Die Qualität der Webfonts hängt jedoch nicht nur vom Dateiformat ab, sondern wird maßgeblich durch das „hinting“ der Schrift bestimmt. Das “hinting“ (hint = Hinweis) beschreibt die optimale Anpassung der Schriftdarstellung an das Pixelraster der Bildschirme. Damit eine Schrift „scharf“ wirkt, müssen die Buchstabenkanten durch Farbabstufungen geglättet werden (sog. Antialiasing). Das kann je nach Auflösung des Ausgabegerätes sehr unterschiedlich ausfallen und muss entsprechend definiert werden, um den individuellen Charakter der Schrift bei jeder Punktgröße zu erhalten.
Tipps für den Einsatz von Webfonts
Wenn man sich dazu entschließt, eine Webschrift einzusetzen, sind gewisse Dinge zu berücksichtigen: zum einen steht nicht jede Schrift, die für den Druck erhältlich ist, auch als Webfont zur Verfügung. Zum anderen gibt es erhebliche Unterschiede in den Lizenzmodellen der Anbieter. Leider gibt es diesbezüglich noch keine einheitliche Lösung, da sich der Markt in einer Experimentierphase befindet.
Mit Google Fonts gibt es einen Webdienst, der eine Vielzahl an Webfonts zur kostenfreien Verwendung anbietet. Hier können Schriften kostenlos, ohne das Anlegen eines Nutzerkontos, heruntergeladen und direkt in die Webseite eingebunden werden.
Am weitesten verbreitet jedoch ist das Mietmodell. Häufig berechnet sich der jährlich zu zahlende Betrag auf Basis von geschätzten Seitenabrufen oder der Unternehmensgröße (nach Mitarbeiteranzahl). Daneben gibt es vereinzelt auch die Möglichkeit, Webschriften für eine einmalige Zahlung unbegrenzt nutzen zu können. Beim Erwerb einer Webfont-Lizenz ist die entsprechende Druckschrift-Lizenz meist nicht im Kauf enthalten. Über ein Nutzerkonto beim entsprechenden Anbieter werden die Schriften verwaltet und die Transaktionen abgewickelt. Üblicherweise werden Banküberweisung, Kreditkartenzahlung sowie das Bezahlen über Online-Bezahldienste wie PayPal angeboten.

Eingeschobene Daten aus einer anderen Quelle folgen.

PR #1430, opened 2019-05-20
Fix klocwork issue in umc_h265_va_packer_cenc.cpp

LukeZheZhu:
Fix klocwork issue. 
Issue ID: 99914
Pointer 'supplier->GetDPBList()' returned from call to function 'GetDPBList' at line 143 may be NULL and will be dereferenced at line 143


_studio/shared/umc/codec/h265_dec/src/umc_h265_va_packer_cenc.cpp
```diff
@@ -132,7 +132,9 @@ namespace UMC_HEVC_DECODER
         for(; index < rps->getNumberOfNegativePictures() + rps->getNumberOfPositivePictures() + rps->getNumberOfLongtermPictures(); index++)
         {
             int32_t poc = rps->getPOC(index);
-            H265DecoderFrame *pFrm = supplier->GetDPBList()->findLongTermRefPic(pCurrentFrame, poc, pSeqParamSet->log2_max_pic_order_cnt_lsb, !rps->getCheckLTMSBPresent(index));
+            H265DecoderFrame *pFrm = 0;
```
mgonchar: nullptr

PR #1432, opened 2019-05-21
[h264e] Report/check VBR/CQP/CBR via caps

AntonGrishin:
We can not modify ENCODE_CAPS struct, but need to add new BRC
checks in caps. This commit contains new struct (with encode_caps
inside) and code refactor to work with it

Issue: MDP-54861

### DIFF
--- a/_studio/mfx_lib/shared/include/mfx_h264_encode_struct_vaapi.h
+++ b/_studio/mfx_lib/shared/include/mfx_h264_encode_struct_vaapi.h
@@ -1,4 +1,4 @@
-// Copyright (c) 2017 Intel Corporation
+// Copyright (c) 2017-2019 Intel Corporation
 // 
 // Permission is hereby granted, free of charge, to any person obtaining a copy
 // of this software and associated documentation files (the "Software"), to deal
@@ -314,6 +314,15 @@ typedef struct tagENCODE_CAPS
     UCHAR    MaxNum_WeightedPredL1;
 } ENCODE_CAPS;
 
+// We cannot modify ENCODE_CAPS structure, but need to add new features
+struct MFX_ENCODE_CAPS
+{
+    ENCODE_CAPS ddi_caps;
+    //bitrate control capabilities provided by MSDK
+    bool CQPSupport;
+    bool CBRSupport;
+    bool VBRSupport;
+};
 
 // this enumeration is used to define the block size for intra prediction. they
 // are used as bit flags to control what block size will be checked for intra
--- a/_studio/mfx_lib/encode_hw/h264/include/mfx_h264_encode_hw_utils.h
+++ b/_studio/mfx_lib/encode_hw/h264/include/mfx_h264_encode_hw_utils.h
@@ -305,7 +305,7 @@ namespace MfxHwH264Encode
         DdiTask const &       task);
 
     bool isBitstreamUpdateRequired(MfxVideoParam const & video,
-        ENCODE_CAPS caps,
+        MFX_ENCODE_CAPS caps,
         eMFXHWType platform);
     // Helper which checks number of allocated frames and auto-free.
 
@@ -406,13 +406,13 @@ namespace MfxHwH264Encode
 
     // add hwType param
     mfxStatus CheckEncodeFrameParam(
-        MfxVideoParam const & video,
-        mfxEncodeCtrl *       ctrl,
-        mfxFrameSurface1 *    surface,
-        mfxBitstream *        bs,
-        bool                  isExternalFrameAllocator,
-        ENCODE_CAPS const &   caps,
-        eMFXHWType            hwType = MFX_HW_UNKNOWN);
+        MfxVideoParam const &      video,
+        mfxEncodeCtrl *            ctrl,
+        mfxFrameSurface1 *         surface,
+        mfxBitstream *             bs,
+        bool                       isExternalFrameAllocator,
+        MFX_ENCODE_CAPS const &    caps,
+        eMFXHWType                 hwType = MFX_HW_UNKNOWN);
 
     template<typename T> void Clear(std::vector<T> & v)
     {
@@ -2095,7 +2095,7 @@ namespace MfxHwH264Encode
         MfxFrameAllocResponse   m_opaqResponse;     // Response for opaq
         MfxFrameAllocResponse   m_histogram;
 
-        ENCODE_CAPS             m_caps;
+        MFX_ENCODE_CAPS         m_caps;
         mfxStatus               m_failedStatus;
         mfxU32                  m_inputFrameType;
         mfxU32                  m_NumSlices;
@@ -2553,8 +2553,8 @@ namespace MfxHwH264Encode
         mfxU32                frameOrderInGop,
         mfxEncodeCtrl const * ctrl,
         mfxU16                intraStripeWidthInMBs,
-        SliceDivider &  divider,
-        ENCODE_CAPS     caps);
+        SliceDivider &        divider,
+        MFX_ENCODE_CAPS       caps);
 
     mfxStatus UpdateIntraRefreshWithoutIDR(
         MfxVideoParam const & oldPar,
@@ -2563,8 +2563,8 @@ namespace MfxHwH264Encode
         mfxI64                oldStartFrame,
         mfxI64 &              updatedStartFrame,
         mfxU16 &              updatedStripeWidthInMBs,
-        SliceDivider &  divider,
-        ENCODE_CAPS     caps);
+        SliceDivider &        divider,
+        MFX_ENCODE_CAPS       caps);
 
     BiFrameLocation GetBiFrameLocation(
         MfxVideoParam const & video,
@@ -2598,10 +2598,10 @@ namespace MfxHwH264Encode
         bool                  optimize);
 
     void ConfigureTask(
-        DdiTask &             task,
-        DdiTask const &       prevTask,
-        MfxVideoParam const & video,
-        ENCODE_CAPS const &   caps);
+        DdiTask &                 task,
+        DdiTask const &           prevTask,
+        MfxVideoParam const &     video,
+        MFX_ENCODE_CAPS const &   caps);
 
     mfxStatus GetNativeHandleToRawSurface(
         VideoCORE &           core,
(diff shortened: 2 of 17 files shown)


_studio/mfx_lib/shared/include/mfx_h264_encode_struct_vaapi.h
```diff
@@ -314,6 +314,20 @@ typedef struct tagENCODE_CAPS
     UCHAR    MaxNum_WeightedPredL1;
 } ENCODE_CAPS;
 
+// We cannot modify ENCODE_CAPS structure, but need to add new features
+struct MFX_ENCODE_CAPS
+{
+    ENCODE_CAPS ddi_caps;
```
mgonchar: why not inherit new caps from previous? it will remove all those massive changes to introduce ```.ddi_caps``` in myriad places.
```
struct MFX_ENCODE_CAPS : ENCODE_CAPS
{
    union {
        struct {
            UINT CQPBRCSupport: 1;
            UINT CBRSupport   : 1;
            UINT VBRSupport   : 1;
            UINT              : 28;
        };
        UCHAR   CodingLimits3;
    }
};
```

_studio/mfx_lib/shared/include/mfx_h264_encode_struct_vaapi.h
```diff
@@ -314,6 +314,20 @@ typedef struct tagENCODE_CAPS
...
+    union {
+        struct {
+            UINT CQPBRCSupport: 1;
+            UINT CBRSupport   : 1;
+            UINT VBRSupport   : 1;
+            UINT              : 28;
+        };
+        UCHAR   CodingLimits3;
```
mgonchar: why ```UCHAR``` ? shouldn't it be ```UINT```?

_studio/mfx_lib/shared/include/mfx_h264_encode_struct_vaapi.h
```diff
@@ -314,6 +314,20 @@ typedef struct tagENCODE_CAPS
...
+// We cannot modify ENCODE_CAPS structure, but need to add new features
+struct MFX_ENCODE_CAPS
+{
+    ENCODE_CAPS ddi_caps;
+    union {
+        struct {
+            UINT CQPBRCSupport: 1;
+            UINT CBRSupport   : 1;
+            UINT VBRSupport   : 1;
+            UINT              : 28;
```
mgonchar: ```UINT              : 29;``` ?

_studio/mfx_lib/shared/include/mfx_h264_encode_struct_vaapi.h
```diff
@@ -314,6 +314,20 @@ typedef struct tagENCODE_CAPS
     UCHAR    MaxNum_WeightedPredL1;
 } ENCODE_CAPS;
 
+// We cannot modify ENCODE_CAPS structure, but need to add new features
+struct MFX_ENCODE_CAPS
+{
+    ENCODE_CAPS ddi_caps;
+    union {
+        struct {
+            UINT CQPBRCSupport: 1;
```
dmitryermilov: I think you don't need to be economical with bits here. I suggest to use bool's without union.
The rest is fine.

AntonGrishin: Done.

_studio/mfx_lib/shared/include/mfx_h264_encode_struct_vaapi.h
AntonGrishin: Change union to bool

_studio/mfx_lib/shared/include/mfx_h264_encode_struct_vaapi.h
AntonGrishin: same

_studio/mfx_lib/shared/include/mfx_h264_encode_struct_vaapi.h
```diff
@@ -314,6 +314,14 @@ typedef struct tagENCODE_CAPS
     UCHAR    MaxNum_WeightedPredL1;
 } ENCODE_CAPS;
 
+// We cannot modify ENCODE_CAPS structure, but need to add new features
+struct MFX_ENCODE_CAPS
+{
+    ENCODE_CAPS ddi_caps;
+    bool CQPBRCSupport: 1;
+    bool CBRSupport   : 1;
+    bool VBRSupport   : 1;
```
mgonchar: no, please don't do it. do not introduce bitfields without strict requirement. Convert to simple bools:
```
    bool CQPBRCSupport;
    bool CBRSupport;
    bool VBRSupport;
```

AntonGrishin: Sorry, mistake after refactored. Done.

_studio/mfx_lib/shared/include/mfx_h264_encode_struct_vaapi.h
AntonGrishin: First, i thought about inherit, but @dmitryermilov said me what current way more better.

_studio/mfx_lib/shared/include/mfx_h264_encode_struct_vaapi.h
```diff
@@ -314,6 +314,14 @@ typedef struct tagENCODE_CAPS
     UCHAR    MaxNum_WeightedPredL1;
 } ENCODE_CAPS;
 
+// We cannot modify ENCODE_CAPS structure, but need to add new features
+struct MFX_ENCODE_CAPS
+{
+    ENCODE_CAPS ddi_caps;
+    bool CQPBRCSupport;
```
mgonchar: A little disproportion in names... You have ```BRC``` in first name but not in two subsequent. I suggest either remove it from first one or add to the rest to align naming style

_studio/mfx_lib/shared/include/mfx_h264_encode_struct_vaapi.h
mgonchar: ok

AntonGrishin: My way provide more clearly interface and separates our structure from ddi. 
But your way is better from another point, because this have no need to massive refactor.
What we must choose? Dmitry doesn`t mind about inheritance, but from my point of view it`s a matter of taste.

_studio/mfx_lib/shared/include/mfx_h264_encode_struct_vaapi.h
AntonGrishin: CBR and VBR contains BR in name of method, but CQP not contains this one, in this way i added brc suffix. If you think what this will more clearly, i will change it.

AntonGrishin: Aligned with first.

_studio/mfx_lib/shared/include/mfx_h264_encode_struct_vaapi.h
dmitryermilov: I'm personally ok with both: inheritance and inclusion. Advantage of inclusion is it will be clear where ddi part of caps is and where our custom part is.

_studio/mfx_lib/shared/include/mfx_h264_encode_struct_vaapi.h
lakulako: "constant bit rate bit rate control" sounds ugly. It was clear without BRC what is it about. Common comment would be enough.

_studio/mfx_lib/shared/include/mfx_h264_encode_struct_vaapi.h
lakulako: I would vote for inheritance. Less code, much less changes, more modern style, which was introduced for such cases.

mgonchar: I think we can do following thing:
1) Use inheritance
2) Pass caps by reference using ```ENCODE_CAPS const & hwCaps``` object everywhere when possible
3) Use ```MFX_ENCODE_CAPS``` only when required

@dmitryermilov what do you think?

_studio/mfx_lib/shared/include/mfx_h264_encode_struct_vaapi.h
AntonGrishin: @lakulako I am confused. You think I must revert changes (CQPBRC, CBR, VBR) and add comments?

lakulako: Don't use BRC at all and add common comment like "Bit rate control capabilities, provided by MSDK"

AntonGrishin: Done.

_studio/mfx_lib/shared/include/mfx_h264_encode_struct_vaapi.h
dmitryermilov: Hi @mgonchar , 
Sorry but I don't see the idea behind 2) and 3) above.  The purpose of this change is to extend current ENCODE_CAPS structure. So apparently once we extend it, we need to use a new MFX_ENCODE_CAPS (which encapsulates old  ENCODE_CAPS) everywhere.

mgonchar: Idea is to not introduce sufficient delta. I.e. most of the functions accepting caps don't need our additional fields, and if we use const ref and pass base class (even if we pass only .ddi in new notation) it will decrease delta of this patch + limit scope of usage of new fields. Honestly I just don't like huge delta which we have now and thinking about reducing it, I think we can do it even if extension will be done via inclusion

mgonchar: For 2-3) look for example here: https://github.com/Intel-Media-SDK/MediaSDK/pull/1432/files#diff-0bd236db445515bb8ccdb4a89eb6f852L220 I think that better will be to not change signature of this function, but pass ```.ddi_caps``` member inside instead. @onabiull @dmitryermilov what do you think about such simplification?

dmitryermilov: I do see your point. However I think we shouldn't be afraid of changing code here. IMO, confusion , which readers may have coming across different caps strictures is more important. Just my private opinion.

dmitryermilov:
@dvrogozh , your opinion ?

_studio/mfx_lib/shared/include/mfx_h264_encode_struct_vaapi.h
mgonchar: ok. I removed my -1 for this one since no major issues remained here

PR #1433, opened 2019-05-21
Use infinite timeout in SyncOperation in case of MFX_WRN_DEVICE_BUSY …

dmitryermilov:
…handling

SyncOperation with 1 ms timeout was a bus and caused high CPU usage in corner cases.


samples/sample_common/src/sample_utils.cpp
```diff
@@ -2466,24 +2466,28 @@ mfxStatus CH264FrameReader::PrepareNextFrame(mfxBitstream *in, mfxBitstream **ou
...
+        {
+            MSDK_TRACE_ERROR(MSDK_STRING("WaitForDeviceToBecomeFree: SyncOperation failed, sts = ") << stsSync);
+            currentStatus = MFX_ERR_ABORTED;
         }
-    } else {
-        MSDK_SLEEP(DEVICE_WAIT_TIME);
+    }
+    else
+    {
+        MSDK_SLEEP(1);
```
mgonchar: shouldn't we set ```currentStatus``` here?

dmitryermilov: probably yes

dmitryermilov:
> We need some validation results to approve the change. Did it result into any CPU% improvements?

WIP

PR #1435, opened 2019-05-22
Avoid nullptr situaton of supplier->GetDPBList() in PackPicParams fun…

LukeZheZhu:
Add an if() branch to avoid nullptr

### DIFF
--- a/_studio/shared/umc/codec/h265_dec/src/umc_h265_va_packer_cenc.cpp
+++ b/_studio/shared/umc/codec/h265_dec/src/umc_h265_va_packer_cenc.cpp
@@ -129,6 +129,9 @@ namespace UMC_HEVC_DECODER
         for(; index < rps->getNumberOfNegativePictures() + rps->getNumberOfPositivePictures(); index++)
                 pocList[numRefPicSetStCurrBefore + numRefPicSetStCurrAfter++] = picParam->CurrPic.pic_order_cnt + rps->getDeltaPOC(index);
 
+        if(!(supplier->GetDPBList()))
+            throw h265_exception(UMC_ERR_FAILED);
+
         for(; index < rps->getNumberOfNegativePictures() + rps->getNumberOfPositivePictures() + rps->getNumberOfLongtermPictures(); index++)
         {
             int32_t poc = rps->getPOC(index);


_studio/shared/umc/codec/h265_dec/src/umc_h265_va_packer_cenc.cpp
```diff
@@ -129,18 +129,21 @@ namespace UMC_HEVC_DECODER
         for(; index < rps->getNumberOfNegativePictures() + rps->getNumberOfPositivePictures(); index++)
                 pocList[numRefPicSetStCurrBefore + numRefPicSetStCurrAfter++] = picParam->CurrPic.pic_order_cnt + rps->getDeltaPOC(index);
 
-        for(; index < rps->getNumberOfNegativePictures() + rps->getNumberOfPositivePictures() + rps->getNumberOfLongtermPictures(); index++)
+        if(!(supplier->GetDPBList()))
```
dmitry-gurulev: Absence of DPB (null pointer) here is a logic error u can't just silently ignore it. I'd rather throw an exception.

LukeZheZhu: Hi,
I use "throw h265_exception(UMC_ERR_NULL_PTR)" here instead of just silently ignoreing it. Is that OK?

_studio/shared/umc/codec/h265_dec/src/umc_h265_va_packer_cenc.cpp
```diff
@@ -129,6 +129,9 @@ namespace UMC_HEVC_DECODER
         for(; index < rps->getNumberOfNegativePictures() + rps->getNumberOfPositivePictures(); index++)
                 pocList[numRefPicSetStCurrBefore + numRefPicSetStCurrAfter++] = picParam->CurrPic.pic_order_cnt + rps->getDeltaPOC(index);
 
+        if(!(supplier->GetDPBList()))
+            throw h265_exception(UMC_ERR_NULL_PTR);
```
dmitry-gurulev: `UMC_ERR_NULL_PTR` is described as
> null pointer in input parameters
at `_studio\shared\umc\core\umc\include\umc_structures.h`. So, I'd rather use `UMC_ERR_FAILED` instead.

LukeZheZhu: Use UMC_ERR_FAILED replacing the UMC_ERR_NULL_PTR

PR #1438, opened 2019-05-22
Avoid uninitialized of m_payloads

LukeZheZhu:
The "m_payload" may uninitialized in constructor function SeiPayloadArray(const SeiPayloadArray & payloads) of umc_h264_au_splitter.cpp

### DIFF
--- a/_studio/shared/umc/codec/h264_dec/src/umc_h264_au_splitter.cpp
+++ b/_studio/shared/umc/codec/h264_dec/src/umc_h264_au_splitter.cpp
@@ -40,9 +40,16 @@ SeiPayloadArray::SeiPayloadArray()
 SeiPayloadArray::SeiPayloadArray(const SeiPayloadArray & payloads)
 {
     size_t count = payloads.GetPayloadCount();
-    for (size_t i = 0; i < count; i++)
+    if (count == 0)
     {
-        AddPayload(payloads.GetPayload(i));
+        SeiPayloadArray();
+    }
+    else
+    {
+        for (size_t i = 0; i < count; i++)
+        {
+            AddPayload(payloads.GetPayload(i));
+        }
     }
 }
 


_studio/shared/umc/codec/h264_dec/src/umc_h264_au_splitter.cpp
```diff
@@ -40,9 +40,16 @@ SeiPayloadArray::SeiPayloadArray()
 SeiPayloadArray::SeiPayloadArray(const SeiPayloadArray & payloads)
 {
     size_t count = payloads.GetPayloadCount();
-    for (size_t i = 0; i < count; i++)
+    if (count == 0)
     {
-        AddPayload(payloads.GetPayload(i));
+        SeiPayloadArray();
```
dmitry-gurulev: Here u just create temporary `SeiPayloadArray`. Maybe u're trying delegate constructor here? Delegating constructors works in the constructor's [initialization list](https://en.cppreference.com/w/cpp/language/initializer_list#Delegating_constructor) only.

_studio/shared/umc/codec/h264_dec/src/umc_h264_au_splitter.cpp
```diff
@@ -40,9 +40,16 @@ SeiPayloadArray::SeiPayloadArray()
 SeiPayloadArray::SeiPayloadArray(const SeiPayloadArray & payloads)
 {
     size_t count = payloads.GetPayloadCount();
-    for (size_t i = 0; i < count; i++)
+    if (count == 0)
```
mgonchar: ```m_payloads``` is a ```std::vector``` which is default constructable and well-defined in case if ```count==0```. you don't need to change anything

_studio/shared/umc/codec/h264_dec/src/umc_h264_au_splitter.cpp
LukeZheZhu: Hi @dmitry-gurulev 
I just want to call default constructor if count equals to zero.

mgonchar: @LukeZheZhu here you just create temporary nameless object which will be destroyed at the end of scope. But as I said before, in my understanding you don't need to do anything. Which real problem you are trying to solve?

LukeZheZhu: The kk reports the m_payloads will uninitialized in this function.

mgonchar: it is a ```std::vector``` it will be properly initialized by default. Static analysis reports false positive alert. No changes required

PR #1439, opened 2019-05-22
[HEVCe] Setting quality factor in QVBR case

semelianova:


_studio/mfx_lib/encode_hw/h265/src/mfx_h265_encode_vaapi.cpp
```diff
@@ -381,6 +381,7 @@ mfxStatus SetRateControl(
     VAStatus vaSts;
     VAEncMiscParameterBuffer *misc_param;
     VAEncMiscParameterRateControl *rate_param;
+    mfxExtCodingOption3 const & extOpt3 = par.m_ext.CO3;
```
mgonchar: Currently this variable used only on line 423, why don't you define it there?

semelianova: Changes are based on the same part of code in AVC. I did it so that there are not discrepancy.

mgonchar: well, sure it is not big issue, but looks like it is room for optimization for HEVC and AVC. The only thing that should be taken into account is CS codebase, maybe this variable used there.

PR #1442, opened 2019-05-22
Enabled support of I915_SAMPLE_WAIT, I915_SAMPLE_SEMA PMU in metrics_…

dmitryermilov:
…monitor

### DIFF
--- a/samples/metrics_monitor/src/cttmetrics_i915_pmu.cpp
+++ b/samples/metrics_monitor/src/cttmetrics_i915_pmu.cpp
@@ -40,10 +40,33 @@ THIS SOFTWARE, EVEN IF ADVISED OF THE POSSIBILITY OF SUCH DAMAGE.
 #include <time.h>
 #include <unistd.h>
 #include <i915_drm.h>
+#include <xf86drm.h>
+
+static bool has_param(int fd, int param)
+{
+    drm_i915_getparam_t gp;
+    int tmp = 0;
+
+    memset(&gp, 0, sizeof(gp));
+    gp.value = &tmp;
+    gp.param = param;
+
+    if (drmIoctl(fd, DRM_IOCTL_I915_GETPARAM, &gp))
+    {
+        return false;
+    }
+
+    return tmp > 0;
+}
 
 static bool is_engine_config(uint64_t config)
 {
     return config < __I915_PMU_OTHER(0);
+}
+
+static uint8_t get_engine_sample(uint64_t config)
+{
+    return config & I915_PMU_SAMPLE_MASK;
 }
 
 static int get_engine_id(uint64_t config)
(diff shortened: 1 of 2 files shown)


dmitryermilov:
@dvrogozh , can you please review?

samples/metrics_monitor/src/cttmetrics_i915_pmu.cpp
```diff
@@ -321,15 +321,15 @@ cttStatus CTTMetrics_PMU_Init()
     /* When adding new condigs, don't mix metrics from different groups!*/
     int configs[] = {
         /* Render engine metrics */
-        I915_PMU_ENGINE_BUSY(I915_ENGINE_CLASS_RENDER, 0), /*I915_PMU_ENGINE_WAIT(I915_ENGINE_CLASS_RENDER, 0), I915_PMU_ENGINE_SEMA(I915_ENGINE_CLASS_RENDER, 0),*/
+        I915_PMU_ENGINE_BUSY(I915_ENGINE_CLASS_RENDER, 0), I915_PMU_ENGINE_WAIT(I915_ENGINE_CLASS_RENDER, 0), I915_PMU_ENGINE_SEMA(I915_ENGINE_CLASS_RENDER, 0),
```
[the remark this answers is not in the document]
dmitryermilov: Done

samples/metrics_monitor/src/cttmetrics_i915_pmu.cpp
```diff
@@ -518,13 +529,35 @@ cttStatus CTTMetrics_PMU_GetValue(unsigned int count, float* out_metric_values)
...
                 value *= 100; // we need %
+                value_sema *= 100;
+                value_wait *= 100;
+            }
+
+            value /= time;
+            if (is_sema_wait_available) {
+                value_sema /= time_sema;
+                value_wait /= time_wait;
+                value -= value_sema + value_wait; // Substract sema and wait from busy metric
```
dvrogozh: We should do that only if i915 supports preemption. Otherwise, we need to count sema and wait as a time engine is really occupied.

samples/metrics_monitor/src/cttmetrics_i915_pmu.cpp
```diff
@@ -518,13 +529,35 @@ cttStatus CTTMetrics_PMU_GetValue(unsigned int count, float* out_metric_values)
...
+                value_wait = perf_elapsed(&group->metrics[I915_SAMPLE_WAIT]);
+                time_wait = (double)perf_elapsed_time(&group->metrics[I915_SAMPLE_WAIT]);
+            }
+
             if (g_ctx.metrics[metric_idx] == CTT_AVG_GT_FREQ) {
                 value *= 1000000000; // to compensate time in ns
             }
             else {
                 value *= 100; // we need %
+                value_sema *= 100;
```
mgonchar: Well, here it is possible that ```is_sema_wait_available == false```, so ```value_sema``` and ```value_wait``` will be multiple of garbage by 100. It is not a big issue in current code, but I think better to add zero initialization at declaration to avoid unpredictable values in such case

samples/metrics_monitor/src/cttmetrics_i915_pmu.cpp
```diff
@@ -40,12 +40,38 @@ THIS SOFTWARE, EVEN IF ADVISED OF THE POSSIBILITY OF SUCH DAMAGE.
 #include <time.h>
 #include <unistd.h>
 #include <i915_drm.h>
+#include <xf86drm.h>
+
+char I915_DRI_DIR[16] = "/dev/dri/card0";
```
dvrogozh: This will limit the usage to the 1st card being intel and limit access to privileged user. Access to render node would be more preferable I think. You may try to explore libdrm for the helper function to open the device.

samples/metrics_monitor/src/cttmetrics_i915_pmu.cpp
```diff
@@ -40,12 +40,38 @@ THIS SOFTWARE, EVEN IF ADVISED OF THE POSSIBILITY OF SUCH DAMAGE.
...
+    memset(&gp, 0, sizeof(gp));
+    gp.value = &tmp;
+    gp.param = param;
+
+    if (drmIoctl(fd, DRM_IOCTL_I915_GETPARAM, &gp))
+    {
+        return false;
+    }
+
+    errno = 0;
```
dvrogozh: why?

samples/metrics_monitor/src/cttmetrics_i915_pmu.cpp
dvrogozh: looks done. Reopen if needed

samples/metrics_monitor/src/cttmetrics_i915_pmu.cpp
dmitryermilov: debug leftover

samples/metrics_monitor/src/cttmetrics_i915_pmu.cpp
dmitryermilov: Addressed

samples/metrics_monitor/src/cttmetrics_i915_pmu.cpp
```diff
@@ -304,7 +347,14 @@ cttStatus CTTMetrics_PMU_Init()
     if (CTT_ERR_NONE != status)
         return status;
 
-    if (0 == perf_init(&g_ctx.pm, num_configs, configs)) {
+    g_ctx.gem_fd = drmOpenRender(128);
```
dvrogozh: That's still limited to Intel gfx being the first card on the system, right?

dmitryermilov: I just tested "drmOpen("i915", NULL);". t works

PR #1443, opened 2019-05-22
Adding ability to generate RPM packages with CMake/CPack

troyev:
Hello,

I have added an option to make a rpm with "make package" after the build. Please take a look and let me know what you think.

I looked through the contributing guidelines, and the instructions for testing look a bit out of date, so I wasn't quite sure how to add the test results. This change really shouldn't impact anything at run time.

Thanks,
Troy


CMakeLists.txt
```diff
@@ -202,3 +202,13 @@ message("  BUILD_TESTS                             : ${BUILD_TESTS}")
...
 message("*****************************************************************************")
+
+set(CPACK_COMPONENTS_ALL runtime devel)
+set(CPACK_GENERATOR "RPM")
+set(CPACK_PACKAGE_NAME "intel-mediasdk")
+set(CPACK_PACKAGING_INSTALL_PREFIX ${CMAKE_INSTALL_PREFIX})
+set(CPACK_RPM_runtime_FILE_NAME "${CPACK_PACKAGE_NAME}-runtime.${API_VERSION}.${CMAKE_SYSTEM_PROCESSOR}.rpm")
+set(CPACK_RPM_devel_FILE_NAME "${CPACK_PACKAGE_NAME}-devel.${API_VERSION}.${CMAKE_SYSTEM_PROCESSOR}.rpm")
+set(CPACK_RPM_COMPONENT_INSTALL "ON")
+include(CPack)
```
dvrogozh: I would like to avoid introducing cpack support into the project. It often occurs that the tool is buggy and it is required to install/update cmake to the very latest version to get what you planned to. Secondly, Linux distros in any way ignore this packaging support and develop .spec or debian packaging on their own. See here debian example: https://salsa.debian.org/debian/intel-mediasdk.

troyev: Thanks for your consideration.
These sibling packages already use CPack:
https://github.com/intel/gmmlib/releases
https://github.com/intel/media-driver/blob/master/CMakeLists.txt

Would it not be consistent to add it here?

I was not able to find a site with an rpm/spec for intel-mediask for CentOS/RHEL that looks up-to-date. 
If you definitely want to keep CPack out, I can just maintain a patch or fork offline.

PR #1444, opened 2019-05-24
Add disable_presets option to sample_encode

vsidorow:


samples/sample_encode/src/sample_encode.cpp
```diff
@@ -173,7 +173,8 @@ void PrintHelp(msdk_char *strAppName, const msdk_char *strErrorMessage, ...)
 #endif
     msdk_printf(MSDK_STRING("Example: %s h265 -i InputYUVFile -o OutputEncodedFile -w width -h height -hw -p 2fca99749fdb49aeb121a5b63ef568f7\n"), strAppName);
     msdk_printf(MSDK_STRING("   [-preset <default,dss,conference,gaming>] - Use particular preset for encoding parameters\n"));
-    msdk_printf(MSDK_STRING("   [-pp] - Print preset parameters\n"));    msdk_printf(MSDK_STRING("\nExample: %s h265 -i InputYUVFile -o OutputEncodedFile -w width -h height -hw -p 2fca99749fdb49aeb121a5b63ef568f7\n"), strAppName);
+    msdk_printf(MSDK_STRING("   [-pp] - Print preset parameters\n"));
+    msdk_printf(MSDK_STRING("   [-disable_presets] - Do not use presets\n"));
```
mgonchar: add statement about default value:

```Do not use presets (default is false)```

vsidorow: This option does not have a default value

mgonchar: @vsidorow of course every option have default, this one have zero default, since entire struct is zeroed: https://github.com/Intel-Media-SDK/MediaSDK/blob/d051aedaff12424136684f6b6bed23706ec4a11d/samples/sample_encode/src/sample_encode.cpp#L1542

Other ways you should have added this default with newly introduced fields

Zu den bekanntesten kommerziellen Anbietern gehören Monotype, Adobe Typekit und MyFonts. Vor dem Kauf einer Webfont sollte man die Schrift auf verschiedenen Browsern und Betriebssystemen testen und vergleichen. Beim Anbieter MyFonts hat der Käufer nach Erwerb der Lizenz sogar die Möglichkeit, seine Webschrift nach individuellen Wünschen anzupassen und zu verändern. Mit Schriftgestaltungsprogrammen wie Fontforge, FontXChange, iFontmaker, Glyphs und vielen anderen lassen sich auch unternehmenseigene Hausschriften in Webfonts umwandeln und für die Webseite nutzen.
Fazit
Webfonts bieten also für Unternehmen eine gute Möglichkeit, ihr Corporate Design auf ihre Kommunikationskanäle im World Wide Web zu übertragen. Aber nach wie vor braucht es auch das richtige Händchen und ein Gespür für gute Typografie, damit die eingesetzten Schriften ihre Wirkung entfalten können. Typografische Grundregeln, die man z.B. im Standardwerk Lesetypografie von Hans Peter Willberg und Friedrich Forssman nachlesen kann, behalten natürlich auch im Web ihre Gültigkeit. Aber gerade in Verbindung mit der Entwicklung neuer Sehgewohnheiten durch Smartphones und Tablets und den daraus resultierenden Anforderungen an responsive Seitengestaltung und flexible Inhaltsanpassung steigt die Komplexität beim Einsatz typografischer Gestaltung.
Neue Formate wie z.B. multimediale Online-Magazine und interaktive Erlebniswelten erzeugen zusätzliche Herausforderungen, da hier die Grenzen zwischen statischer Inszenierung und dynamischer Animation aufgelöst werden. Gelungene Umsetzungen belohnen jedoch mit einem herausragenden Nutzungserlebnis, das zum Verweilen einlädt und garantiert so manche Empfehlung und Verlinkung nach sich zieht.